Whether you are making your first hire, or are looking to hire additional employees as your business grows, you want to make sure you are moving forward with the employees who will help your business to thrive. 69% of employers said their companies were adversely affected by a bad hire last year, according to a recent study by CareerBuilder. 41% of those businesses estimated the cost of a bad hire was over $25,000! So how do you know if the person you’ve hired is really your next star employee, or just charming in an interview chair?
1. Understand who you are and what you want
Begin by having a deep understanding of your company culture because when you are able to outline your values and philosophies you will also be able to recognize them in the person you’re interviewing. Always hire for fit over skill – skill can be taught, but cultural fit cannot. Also, be sure to understand the difference between roles and tasks and clearly define what you’re looking for in both. A role is the space someone holds in the company in order to play an active role in the culture, while tasks are simply things to get done in the day. If you create detailed job descriptions for each role and task in the company, you will be able to prioritize what your team actually needs in terms of complementary skills.
2. Hire slow, fire fast
As evidenced in the opening paragraph, a bad hire is very costly, so although it is tempting to slot someone into a position to match the pace of growth of your business, you must be patient. Take the time to screen properly and thoroughly. Always call references, and do a Google search of your own. Use resumes, references, and background checks to screen out, and interviews to screen in. Most importantly, don’t force a hire. If it’s taking you longer than it should to make up your mind about a candidate, you are probably trying to make it fit when it just doesn’t. If it’s evident you made the wrong decision on a hire, let them go quickly instead of burning out more time, money, and energy.

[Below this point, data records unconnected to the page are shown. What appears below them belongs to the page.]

Issue #944, opened 2026-02-09
App Startup TTID TTFD data missing in default RUM Performance Dashboard


vincevargadev:
### Question

I worked on integrating Datadog into a Flutter mobile app (iOS and Android). I see the logs, the sessions, the actions, crash free sessions, http requests, everything seems to be working well...

...but when I go to the default RUM performance dashboard (`https://app.datadoghq.com/dash/integration/rum_performance_mobile`), there is no data in the App Startup "widget", the TTID and TTFD graphs are all empty.

I couldn't figure out if I set up the project incorrectly / incompletely, or if it's not supported by the plugin yet.

<img width="925" height="846" alt="Image" src="https://github.com/user-attachments/assets/73ea5c09-491b-424d-9a8d-95f409f4022c" />

fuzzybinary:
Hi @vincevargadev,

We're still working on TTFD and TTID for Flutter. The most recent version the Flutter SDK (3.0.1) may give you TTID for Android devices, but neither platform currently supports TTFD.

If everything else is working, then you should be good!  We'll hopefully get TTID out very soon, with TTFD shortly after.

blackmenthor:
Hi @fuzzybinary I was working on DD RUM integration for our Flutter app, we're interested in both TTID and TTFD numbers for both Android and iOS.

- For TTID, in iOS it seems to be logging the data correctly and we can see `rum.measure.app.startup_to_initial_display` in the Dashboard. But We cannot seem to see any data for Android. Any idea why or if there's any guide on how to setup this?
- For TTFD, we cannot see any numbers for Android nor iOS in the Dasboard.

We use the 3.4.1 version of the Flutter SDK, and we rely 100% on the Flutter SDK code for the integration, so no Native code involved in our end.

Can you give some clarity here? Thanks

fuzzybinary:
Hi @blackmenthor,

TTID / TTFD still aren't officially supported. iOS is reporting it'd default time, but we're not sure that's the most useful number for Flutter applications. It's measuring the time from app boot to the first CADisplayLink frame, which may or may not be as useful for Flutter applications, I need to experiment a bit.

It's on my list to get to. Sorry for the delay!

blackmenthor:
Thanks for the clarifiation @fuzzybinary for now I think I would have to create my own metrics for TTID and TTFD.

[...]

PR #1124, opened 2026-08-18
feat: Add reportAppFullyDisplayed to RUM for app launch time to full display (TTFD)

brunovsiqueira:
### What and why?

Bridges `reportAppFullyDisplayed()` from the native SDKs to Dart.

Both native SDKs have shipped this API for a while — `RUMMonitorProtocol.reportAppFullyDisplayed()` on iOS and `RumMonitor.reportAppFullyDisplayed()` on Android — but it was never exposed through the Flutter plugin. `addViewLoadingTime` was bridged in #655; the app-launch equivalent was not. Without this method there is no way for a Flutter app to mark the moment its UI is fully displayed, so `rum.measure.app.startup_to_full_display` never populates for Flutter apps at all.

#944 is the standing request for TTFD support on Flutter.

### How?

Purely additive: one new no-argument method threaded through the existing layers — `DatadogRum` → `DdRumPlatform` → method channel → `DatadogRumPlugin` on iOS and Android. Web is a no-op, as the Browser SDK has no equivalent (same treatment as `addViewLoadingTime`).

No existing behaviour changes. `addViewLoadingTime` is deliberately untouched — that is per-view loading time, a different metric.

### Review checklist

Tests mirror the `addViewLoadingTime` ones: a method-channel test in `ddrum_method_channel_test.dart`, plugin tests plus contract entries on both `DatadogRumPluginTest.kt` and `DatadogRumPluginTests.swift`, and the call is exercised in the manual RUM integration scenario. The existing native mocks already implemented `reportAppFullyDisplayed`, so they needed no changes.

### DIFF
--- a/packages/datadog_flutter_plugin/integration_test_app/integration_test/rum_manual_test.dart
+++ b/packages/datadog_flutter_plugin/integration_test_app/integration_test/rum_manual_test.dart
@@ -187,6 +187,28 @@ void main() {
     expect(view1.vitalStepEvents[2].vitalOperationKey, isNull);
     expect(view1.vitalStepEvents[2].vitalFailureReason, 'error');
 
+    // `reportAppFullyDisplayed` reports TTFD as an app launch vital rather than
+    // as a property of the view it was called from, so look for it across the
+    // whole session. It is not supported by the Browser SDK.
+    if (!kIsWeb) {
+      final ttfdVitals = rumLog
+          .where((e) =>
+              e.eventType == 'vital' &&
+              RumVitalAppLaunchEventDecoder.isAppLaunchVital(e.rumEvent))
+          .map((e) => RumVitalAppLaunchEventDecoder(e.rumEvent))
+          .where((e) => e.appLaunchMetric == 'ttfd')
+          .toList();
+
+      // Only the first call to `reportAppFullyDisplayed` is reported.
+      expect(ttfdVitals.length, 1);
+      // TTFD is measured from the launch of the app, so it should be at least
+      // as long as the fake loading the scenario performs before reporting it.
+      expect(ttfdVitals[0].duration,
+          greaterThanOrEqualTo(const Duration(milliseconds: 50).inNanoseconds));
+      expect(ttfdVitals[0].duration,
+          lessThan(const Duration(seconds: 60).inNanoseconds));
+    }
+
     // Verify user in all events, except for the first view event
     for (final viewEvent in view1.viewEvents.sublist(1)) {
       verifyUser(viewEvent);
--- a/packages/datadog_flutter_plugin/integration_test_app/integration_test/rum_manual_test.dart
+++ b/packages/datadog_flutter_plugin/integration_test_app/integration_test/rum_manual_test.dart
@@ -189,8 +189,13 @@ void main() {
 
     // `reportAppFullyDisplayed` reports TTFD as an app launch vital rather than
     // as a property of the view it was called from, so look for it across the
-    // whole session. It is not supported by the Browser SDK.
-    if (!kIsWeb) {
+    // whole session.
+    //
+    // This is only checked on iOS. The Browser SDK has no equivalent API, and
+    // the Android SDK only sends TTFD once it has computed TTID for the startup
+    // scenario, which does not happen in this app -- it sends no app launch
+    // vitals at all, so there is nothing to assert on there yet.
+    if (!kIsWeb && Platform.isIOS) {
       final ttfdVitals = rumLog
           .where((e) =>
               e.eventType == 'vital' &&
--- a/packages/datadog_flutter_plugin/integration_test_app/lib/integration_scenarios/rum_manual_instrumentation_scenario.dart
+++ b/packages/datadog_flutter_plugin/integration_test_app/lib/integration_scenarios/rum_manual_instrumentation_scenario.dart
@@ -105,6 +105,7 @@ class _RumManualInstrumentationScenarioState
     await Future<void>.delayed(const Duration(milliseconds: 50));
     DatadogSdk.instance.rum?.addTiming('content-ready');
     DatadogSdk.instance.rum?.addViewLoadingTime();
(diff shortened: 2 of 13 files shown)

3. Invest time in developing your interview process
You can’t find out what you need to know without taking the time to determine the right questions. Zappos is a company who has done a great job with their interview process. By investing significant time and resources into formulating their interview process, they are able to quickly determine if a candidate is a good fit for their unique and quirky environment. For example, something they ask every candidate is, “how weird are you?” This indicates to the candidate the type of culture they may be getting themselves into, and allows them to open up and share more comfortably, while also allowing Zappos to determine if the candidate is a little too straight-edge, or a little TOO weird for them.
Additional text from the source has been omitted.